▶ [What to work on]
For this exercise, transcribe all of the entries exactly.

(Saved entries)
*** Block opens ***

PR #376, opened 2021-04-13
Fingerprint should not require Provider

eddynaka:


michaelcfanning:
>         public string ResourceProvider { get; set; }

These shouldn't still be here if you're simply using type. I guess you are doing this now to make it the least intrusive change possible? i.e., so the right thing will happen in the fingerprint with the least amount of code disruption?

---
Refers to: Src/Sarif.PatternMatcher.Sdk/Fingerprint.cs:119 in ef168ef. [](commit_id = ef168ef0f5a50318d71a1555424c5c6c858753c1, deletion_comment = False)

michaelcfanning (approved):
:shipit:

*** Block closes ***

▶ [Output for this task]
PR #376, opened 2021-04-13
Fingerprint should not require Provider

eddynaka:


michaelcfanning:
>         public string ResourceProvider { get; set; }

These shouldn't still be here if you're simply using type. I guess you are doing this now to make it the least intrusive change possible? i.e., so the right thing will happen in the fingerprint with the least amount of code disruption?

---
Refers to: Src/Sarif.PatternMatcher.Sdk/Fingerprint.cs:119 in ef168ef. [](commit_id = ef168ef0f5a50318d71a1555424c5c6c858753c1, deletion_comment = False)

michaelcfanning (approved):
:shipit:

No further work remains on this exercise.